# RMC French Language Question



## Evan_D (12 Jan 2011)

Hello, i am currently in grade 11 and am considering applying to RMC. I know that being fluent in French is a requirement and RMC is bilingual. I am currently going to graduate from High School in BC in French Immersion. I know that this make me officially bilingual in the Gov eyes. The recruiter that i spoke to said that i would not need to take French language proficiency (if i proved that i was competent)  and could try apply as French applicant and take courses in English once entering.  My two question are do French applicants have a better percentage (he said he would try to find answer but has not responded) and is this unethical. Thanks for the help


----------



## Lumber (14 Jan 2011)

Evan_D said:
			
		

> I know that being fluent in French is a requirement and RMC is bilingual.

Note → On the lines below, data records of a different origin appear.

PR #5371, opened 2026-06-20
feat: Add a `noReturn` to all ORM methods that return a list

### LINKED ISSUE #5118: A database updateWhere method that does not return all the updated rows
### Problem to Solve

The `updateWhere` method is a good fit for when lots of rows need to be updated, for example in a large data migration. But in some cases the updated objects are not necessary to retrieve, and if a large data set was changes this can be slow, occupy resources, and even cause the operation to abort due to taking too long.

### Proposal

To enable using `updateWhere` for large data sets, there should be a version which only returns the number of affected rows (this is PostgreSQL standard behavior for UPDATE).

### Use Case

Updating large sets of data, for example in data migrations with large tables.

### Alternatives

Breaking up the update work in smaller chunks, or use the pagination functionality. But this still has the unnecessary overhead, and requires more complex user code.

### Additional context

_No response_

- [ ] I want to work on this

marcelomendoncasoares:
Closes: #5118

Adds a `noReturn` parameter to all ORM methods that return a list of rows. When set to `true`, the rows are not read back from the database and an empty list is returned.

## Pre-launch Checklist

## Breaking changes

None.

### DIFF
--- a/examples/legacy/chat/chat_server/lib/src/generated/channel.dart
+++ b/examples/legacy/chat/chat_server/lib/src/generated/channel.dart
@@ -335,16 +335,22 @@ class ChannelRepository {
   /// If [ignoreConflicts] is set to `true`, rows that conflict with existing
   /// rows are silently skipped, and only the successfully inserted rows are
   /// returned.
+  ///
+  /// If [noReturn] is set to `true`, the inserted rows are not read back from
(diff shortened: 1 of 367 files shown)


nielsenko (approved):
LGTM 👍

PR #5387, opened 2026-06-24
feat: Improve serverpod start TUI experience

### LINKED ISSUE #5218: Improvements to `serverpod start` TUI interface
## Startup sequence

- [ ] We should always have a bit more padding around the "Serverpod" start text. If the window is narrow, it does not look great. (It's even worse than the picture if it's a bit narrower the borders will overlap)

Image

## Interface

- [ ] There is an extra white character at the start of the top tab bar. It should be removed.

- [ ] Rename `Flutter app |` to just `Flutter:`. This will avoid the bad visual tangent to the `Serverpod logs` tab.

- [ ] If easy, apply a shimmer effect to the Flutter status messages while things are loading.

- [ ] The different Flutter status messages currently have different capitalization and punctuation (may have been fixed). Keep it consistent. Generally, avoid the `...`. Use the following sequence:
  - Launching Flutter app
  - Connecting to Chrome

- [ ] There are T-shaped characters for drawing boxes, we should use them instead of having small gaps in the UI.
Image

- [ ] The divider (in split screen) should go all the way up to the top bar.
Image

### Help screen

The help screen has too much information. No need to repeat the keys already displayed in the bottom bar or showing multiple options for the same thing. It can also use some other refinements.

- [ ] For text and outline, use the same purple as all other highlights.
- [ ] Remove `Help` from the top bar, instead add a blank line followed by `Help` (bold face) and a blank line.
- [ ] We only need to show the navigation options, keep the `Shift-Up/Down` and `Home / g` and `End G`, and `Tab` `Next tab`. Remove the other options (5 lines total).
- [ ] `Esc to close` -remove the `H` option. Make `Esc` bold and purple.
- [ ] Same indentation for `Help` and the options.
- [ ] Clicking anywhere on the screen should dismiss the Help dialog.

Crazelu:
This PR harmonises the look and feel of the serverpod start TUI. The help options have been trimmed down for simplicity. Most of the existing shortcuts are still supported even though they are no longer shown in help. The only shortcut that has been replaced is ``period (.)`` to show raw server logs. It is replaced with `S`.

The behaviour of CTRL+R for launching apps is now consistent regardless of how many apps are configured.
If at least one app is configured, then CTRL+R will show the apps panel instead of automatically launching the app.
The Flutter status line gains a shimmer when the app is still launching and stops when the app is launched. Stopping a running app from the TUI now produces a Flutter status message for the top bar.

The key events handling has been tweaked to allow for raw server logs and apps panel events to be treated correctly.

Closes #5218 

https://github.com/user-attachments/assets/48e7a9dc-f6f7-4d98-b4b7-f1a1b34ace07

https://github.com/user-attachments/assets/99f9c14d-b4fc-4020-bed4-587ad229bac2

## Pre-launch Checklist

## Breaking changes

None


tools/serverpod_cli/test/commands/start/watch_loop_test.dart
```diff
@@ -187,6 +187,7 @@ void main() {
         onProgress: (_, _) {},
         onReady: (_, _) {},
         onStart: (_, _) async {},
+        onStop: (_) {},
```
nielsenko, line 190: Not related to this PR, but perhaps we should take an interface instead of all these individual callbacks.
It is getting a bit messy

nielsenko (approved):
LGTM 🚀 

I did think perhaps our keyboard mappings could benefit from being more intuitive.
Perhaps we should bike-shed it 😬 on SU. This is not related to this PR.

Crazelu:
@serverpod/framework 
As discussed, app tabs for stopped apps can now be closed by pressing X.

https://github.com/user-attachments/assets/3e7d975b-7085-4b97-ac72-1461c8f38513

1. Being fluent in French is NOT a requirement. Many of the people I attended RMC with couldn't speak French to save their lives when they entered in first year. No matter how bilingual you are, you have to take the proficiency test and get yourself a second language profile, which rates your second language proficiency in the categories of "reading, writing, and oral". The levels of proficiency in each category which you can achieve (from lowest to highest) are X - A - B - C - E. If you took a test in your native language, you would get E-E-E, most people who only did core French in school would probably get a mix of X's and A's. To achieve "officially bilingual" status and succeed in the "bilingual" component of RMC, you need to get at least a B-B-B profile.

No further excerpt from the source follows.